In einer weiteren Studie bewerteten die Teilnehmenden Gesichter und sahen nach jeder Bewertung eine Zahl. Diesmal wurde ihnen jedoch mitgeteilt, dass es sich bei diesen Zahlen um die durchschnittliche Bewertung des jeweiligen Fotos durch Studierende ihrer Universität handelte. In dieser Version der Studie zeigte sich zwar ein Konformitätseffekt, dessen Einfluss jedoch geringer ausfiel als in der Studie mit den Videos.

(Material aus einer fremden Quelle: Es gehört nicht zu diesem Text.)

Issue #1765, opened 2022-03-24
`projectile-toggle-between-implementation-and-test results` in `or: No matching test file found for project type ‘lein-test’` when the corresponding test file doesn't exist


dklimov-allstreet:
## Expected behavior

projectile creates a test file

## Actual behavior

I get an error message `or: No matching test file found for project type ‘lein-test’` when there's no test file 

## Steps to reproduce the problem

- create a clojure project using `lein new` 

- find a new clj file deep inside `src/` dir

- run M-x `projectile-toggle-between-implementation-and-test results`

### Projectile version information
```
Projectile version: 2.6.0-snapshot
```

### Emacs version
```
GNU Emacs 26.3 (build 2, x86_64-pc-linux-gnu, GTK+ Version 3.24.14) of 2020-03-26, modified by Debian
```

### Operating system

Ubuntu 20.04

LaurenceWarne:
I think an error here is right, but the error message is wrong.  Given an impl file without a corresponding test (ie the situation you describe) to determine a test file location we need some way of determining a test file location: so one of `test-dir` (with `src-dir`) and/or `related-files-fn` should be set for that project type.  But none of these are set for the `lein-test` project type:
```elisp
(projectile-register-project-type 'lein-test '("project.clj")
                                  :project-file "project.clj"
                                  :compile "lein compile"
                                  :test "lein test"
                                  :test-suffix "_test")
```

The following for example would string replace `src` for `test` to get the test file name.
```elisp
(projectile-update-project-type 'lein-test
                                :src-dir "src"
                                :test-dir "test")
```
Testing the above locally with `projectile-create-missing-test-files` set inside `foo/src/core.clj` sticks me in `foo/test/foobar_test.clj`.  If this is the standard for `lein` projects (I don't know if it is) the I'd say this should be set (alongside a better error message, something like `'projectile-create-missing-test-files' is set, but cannot determine directory of test file for 'foo.bar', set one of 'foo'/'bar' for this project type to make this explicit`).

But there was a behaviour change in https://github.com/bbatsov/projectile/pull/1734, prior to that PR if a project type didn't have a `src-dir` and `test-dir` property, these were assumed to be `src` and `test` respectively (apologies I don't recall if it was deliberate or if it slipped my mind at the time).  If that's the desired behaviour, I'm happy to PR it back in.

dklimov-allstreet:
> If that's the desired behaviour, I'm happy to PR it back in.

[...]

PR #1769, opened 2022-04-04
Resurrect Default src-dir and test-dir for project-types

LaurenceWarne:
Hi, this is a proposed fix for #1765, it (re) adds a default value for the `src-dir` and `test-dir` properties for project types (= `"src/"` and `"test/"`).  The main effect is for `projectile-toggle-between-implementation-and-test`, so these defaults will be used as a fallback if no other method can be found for finding an impl/test file.

There was a breaking change in https://github.com/bbatsov/projectile/pull/1734 (sorry!) which removed this fallback, so project types without a `src-dir` or `related-files-fn` property wouldn't have a method for finding corresponding test/impl files, as shown in #1765.  This fallback is not always particularly useful however, for example when your implementation file doesn't contain `"src/"`, this PR throws an error in such cases.

I've also tweaked some error messages around this area to hopefully make debugging a little easier:

| Error | Old Message | New Message |
| --- | --- | --- |
|No method was found for determining the (base) file name for a test/impl file | `"Project type foo not supported!"` | `"Cannot determine a test file name, one of "test-suffix" or "test-prefix" must be set for project type foo"`(or an equivalent message for test -> impl) |
|An appropriate test file was found for an impl file, but `projectile-create-missing-test-files` is not set |`"No matching test file found for project type foo"` | ``"Determined test file to be "foo", which does not exist. Set `projectile-create-missing-test-files' to allow `projectile-find-implementation-or-test' to create new files"`` |
|`src-dir` and `test-dir` are set for a project type, but the impl/test file does not contain these as substrings|No error|`"Attempted to find a test file by switching this project type's (foo) src-dir property "src" with this project type's test-dir property "test", but foo/bar does not contain "src"` (or an equivalent message for test -> impl) |

-----------------

Thanks!

### DIFF
--- a/projectile.el
+++ b/projectile.el
@@ -530,6 +530,22 @@ See also `projectile-update-mode-line'."
   :type 'function
   :package-version '(projectile . "2.0.0"))
 
+(defcustom projectile-default-src-directory "src/"
+  "The default value of a project's src-dir property.
+
+It's used as a fallback in the case the property is not set for a project
+type when `projectile-toggle-between-implementation-and-test' is used."
+  :group 'projectile
+  :type 'string)
+
+(defcustom projectile-default-test-directory "test/"
+  "The default value of a project's test-dir property.
+
+It's used as a fallback in the case the property is not set for a project
+type when `projectile-toggle-between-implementation-and-test' is used."
+  :group 'projectile
+  :type 'string)
+
 
 ;;; Idle Timer
 (defvar projectile-idle-timer nil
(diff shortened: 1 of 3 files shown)


projectile.el
```diff
@@ -3674,6 +3749,25 @@ to a custom function, else return nil."
         #'projectile--test-name-for-impl-name)
        (projectile-project-root)))))
 
+(defmacro projectile--acond (&rest clauses)
```
LaurenceWarne, line 3752: I've added `acond` from `anaphora.el` (though with a tweak for emacs 25 compat) in an effort to make `projectile--find-matching-file` and `projectile--find-matching-test` a bit nicer.  If you prefer it I can remove it and go back to using the chain of `if-let`s.

projectile.el
```diff
@@ -530,6 +530,22 @@ See also `projectile-update-mode-line'."
   :type 'function
   :package-version '(projectile . "2.0.0"))
 
+(defcustom projectile-default-src-directory "src/"
+  "The default value of a project's src-dir property.
```
LaurenceWarne, line 534: Sorry I'm not sure the convention for `:package-version`, do you wait until a new release before adding this?

bbatsov:
The fix looks good. Thanks for tackling this!

LaurenceWarne:
Thanks :slightly_smiling_face:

Wenn Menschen die Handlungen einer anderen Person explizit darstellen (wie beispielsweise das Video einer Handbewegung), entsteht etwas, das dem klassischen Konformitätseffekt ähnelt. Die Wirkung, einer anderen Person bei der Ausführung einer Handlung zuzusehen, ist mindestens genauso stark wie die Erfahrung der Urteile einer anderen Gruppe.

Viele dieser Ergebnisse spiegeln möglicherweise die Erinnerungen wider, die Menschen an die Handlungen anderer haben, da beide Hirnareale einbeziehen, die für die Handlungsplanung zuständig sind. Zunächst mag es seltsam erscheinen, dass Menschen ihre eigenen Handlungen mit denen anderer verwechseln. Erst in jüngster Zeit unserer Evolutionsgeschichte spielte es eine Rolle, ob unsere Erinnerungen etwas widerspiegelten, das wir selbst getan oder beobachtet hatten. Kulturell gesehen legen wir großen Wert darauf, bestimmten Personen die Schuld für Handlungen zuzuordnen. Für die meisten anderen Arten ist es jedoch langfristig unerheblich, ob einzelne Tiere detaillierte Erinnerungen daran haben, wer in der Vergangenheit welche Handlung ausgeführt hat.